PR #1239, opened 2020-10-11
Delete CMakeLists.txt

sj5505:


msafari644:
Unfortunately, I am in Iran and the boycott region
But what does the Iranian government have to do with me ??
What is my fault ???

PR #1254, opened 2020-10-17
Minor bug fix in the cpp example

kolayne:
`std::cin` only reads the first word from the command-line, while Telegram passwords can contain spaces


levlam:
Thanks, @kolayne! This is a reasonable change.

PR #1285, opened 2020-11-06
Fix code formatting.

isopen:
Minor fixes


levlam:
I don't like the proposed formatting style.

PR #1287, opened 2020-11-09
Add parameters specify tcp server bind ip address

KunoiSayami:
To specify [Bot Api server](https://github.com/tdlib/telegram-bot-api) bind address, must add parameters to `TcpListener` class in this library.

### DIFF
--- a/tdnet/td/net/TcpListener.cpp
+++ b/tdnet/td/net/TcpListener.cpp
@@ -11,7 +11,10 @@
 
 namespace td {
 
-TcpListener::TcpListener(int port, ActorShared<Callback> callback) : port_(port), callback_(std::move(callback)) {
+
+
+TcpListener::TcpListener(int port, ActorShared<Callback> callback, char const * server_address) :
+    port_(port), callback_(std::move(callback)), server_address_(server_address) {
 }
 
 void TcpListener::hangup() {
@@ -19,7 +22,7 @@ void TcpListener::hangup() {
 }
 
 void TcpListener::start_up() {
-  auto r_socket = ServerSocketFd::open(port_);
+  auto r_socket = ServerSocketFd::open(port_, CSlice(server_address_));
   if (r_socket.is_error()) {
     LOG(ERROR) << "Can't open server socket: " << r_socket.error();
     set_timeout_in(5);
--- a/tdnet/td/net/TcpListener.cpp
+++ b/tdnet/td/net/TcpListener.cpp
@@ -14,7 +14,7 @@ namespace td {
 
 
 TcpListener::TcpListener(int port, ActorShared<Callback> callback, Slice server_address) :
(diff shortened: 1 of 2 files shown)


tdnet/td/net/TcpListener.h
```diff
@@ -20,13 +20,14 @@ class TcpListener final : public Actor {
...
 
-  TcpListener(int port, ActorShared<Callback> callback);
+  TcpListener(int port, ActorShared<Callback> callback, char const * server_address = "0.0.0.0");
   void hangup() override;
 
  private:
   int port_;
   ServerSocketFd server_fd_;
   ActorShared<Callback> callback_;
+  char const * server_address_;
```
levlam, line 30: Storing a `const char *` field is very unsafe. The type of the field needs to be replaced with `string`.

tdnet/td/net/TcpListener.h
```diff
@@ -20,13 +20,14 @@ class TcpListener final : public Actor {
     virtual void accept(SocketFd fd) = 0;
   };
 
-  TcpListener(int port, ActorShared<Callback> callback);
+  TcpListener(int port, ActorShared<Callback> callback, char const * server_address = "0.0.0.0");
```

Try it:
State the count of lines in the preceding listing that include the string "kolayne". No other words belong in the answer.

Result for this exercise:
2